# G-Technic C4 Test



## A18XVM (Nov 16, 2009)

I recently bought some G-Techniq C4 on here and have been wanting to give it a try but due to the cold and bad weather have only been giving the car a quick rinse.

I needed a new cover cap for my rear washer so picked one up from BMW this morning. I soon realised that I would need to give the whole wiper arm a clean.

As a test I thought I would give the old one a really good clean and then apply some C4.

Left=old Right=new (as if I needed to tell you)










As you can see the old one is covered in muck and salt.










Brand spanking new. All £4.23 worth of cover cap.










Old one cleaned using AB Citrus Wash and an old tooth brush. I am going to use IPA when I actually use it on the car but don't have any yet.










New as a comparison before C4.










Now for the C4. I applied using a cotton bud so not to use too much. Application is so easy. A little really does go a long way. Easy to get an even coat. I don't even think you could get a uneven coat even if you tried.

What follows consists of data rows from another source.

PR #1735, opened 2020-10-14
feat(fscomponents): Update StepIndicator

Cauldrath:
Can toggle between the old and new versions by setting "line" to true.


nathan-sankbeil (approved):
Seems good.

PR #1738, opened 2020-10-15
fix(flagship): update RNFirebase pod

griffithcaleb:
**Description**
- the `react-native-firebase` module was adding `Firebase/Core 5.1.2` to the Podfile
- this was causing a build error because the react-native 60+ is dependent on iOS SDK 6.13+ 
- updating to add 6.13 to the Podfile and its dependency `pod 'GoogleAppMeasurement', '6.1.6'`
 
from https://www.npmjs.com/package/react-native-firebase
image


Cauldrath (approved):
Seems good.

New as comparison after C4.










Left=old Right=new










Left=old Right=new










I am really impressed with it so far. Just need to see how durable it is on the car as I've got a Mini Cooper S with black plastic trim all the way round the bottom of the car and wheel arches. I do 50 miles of motorway driving a day and with all the salt on the roads it soon get dirty. I know it's expensive but it does go a long way and application is easy if you've prepped properly.

All in all great stuff.


----------



## Dingo2002 (Apr 4, 2007)

it's great stuff. Did the huge black bumpers on the Punto herehttp://www.detailingworld.co.uk/forum/showthread.php?t=233910 with it and was massively impressed.


----------



## 66Rob (Sep 25, 2007)

Great test

Its great stuff, probably the singular most impressive detailing product out there in my opinion. I used it on my LEON (the panel behind the bonnet) almost 2 years ago and it is still beading when i rains and sheeting when i wash the car, this photo was after 18mths.

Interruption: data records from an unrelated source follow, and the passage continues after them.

PR #1749, opened 2020-10-19
fix(flagship): Update storybook and rn-device-info

Cauldrath:
Also sets storybook action depth to 1 and rebuilds yarn.lock from scratch to avoid module duplication. Fixes some actions throwing errors instead of displaying in the storybook and debugger not working on Android.

Tested typedoc, storybook, web, android, and ios.


.storybook/main.js
```diff
@@ -0,0 +1,9 @@
+module.exports = {
+  stories: [
+    '../packages/**/*.@(story|stories).@(ts|tsx)'
+  ],
+  addons: [
+    '@storybook/addon-actions/register',
+    '@storybook/addon-knobs/register'
```
nathan-sankbeil, line 7: Two things here:

- I think you missed the viewport add-on. It was previously defined in the [addons.js file](https://github.com/brandingbrand/flagship/blob/develop/.storybook/addons.js#L3) and is missing from this array.
- Can you change the order of these so that the knobs add-on is first? The load order seems to impact the tab order, so the actions tab is initially shown now. Having the knobs tab initially shown seems more useful. (This may be configurable through some other option too.)

nathan-sankbeil (changes requested):
Do we explicitly need to upgrade react-native-device-info since it's technically a breaking change? In testing, it seemed like simply using the async version of `getUserAgent` was sufficient.

nathan-sankbeil (approved):

PR #1758, opened 2020-10-22
chore: merge develop into master

bweissbart:


Cauldrath (approved):
Seeems good. There are no commits on master that aren't on develop, so this should just make master the same as develop.

PR #1759, opened 2020-10-22
feat(fscomponents): Updates to Swatches

Cauldrath:
Updated for new version of OptionValue, which has swatch data in it. Deprecated color and image, which are now redundant. Also added event override for clicking the plus.


nathan-sankbeil (changes requested):
- Selecting a swatch no longer updates the UI
swatches

- Styling for the show more button is wonky.
image

nathan-sankbeil (approved):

I also used it on the black painted metal trim below my MR2s re bumper as an experiment and that has lasted 18mths and looks like new.

Rob


----------



## svended (Oct 7, 2011)

This stuff is amazing and to be honest, the old one with the C4 looks better than the new one. :thumb:


----------



## nortonski (Jul 10, 2007)

I've not bought in to this yet, I made a mistake with the dreaded Black WOW on a mini I used to have, it was dreadful stuff!

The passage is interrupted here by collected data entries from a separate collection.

PR #1765, opened 2020-10-27
fix: fix android release variant compilation

nathan-sankbeil:
- adds path function to get debug android src folder
- adds init step to rename debug src folder structure to match package
- fixes flipper package name
- moves flipper to only be included in debug


Cauldrath (approved):
Seems good.

PR #2589, opened 2023-03-31
fix(fs12): plugin-leanplum imports

crherman7:
This does bring up some pain points in not being able to test full implementation of plugins/libraries that require some kind of higher level configuration i.e. firebase.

Perhaps I need to look into this C4!


----------



## Defined Reflections (Jun 4, 2009)

svended said:


> This stuff is amazing and to be honest, the old one with the C4 looks better than the new one. :thumb:


Thats just what i was thinking :thumb:


----------



## A18XVM (Nov 16, 2009)

nortonski said:


> I've not bought in to this yet, I made a mistake with the dreaded Black WOW on a mini I used to have, it was dreadful stuff!
> 
> Perhaps I need to look into this C4!


I used to use AG bumper care but found it a bit too thick and gloopy. I then started using AG vinyl and rubber care but found it didn't give me an even finish. I then tried Black Wow and was initially imporessed but it soon wore off. I found it a bit too thick and didn't spread very well . Eneded up using more on the MF than I did on the car.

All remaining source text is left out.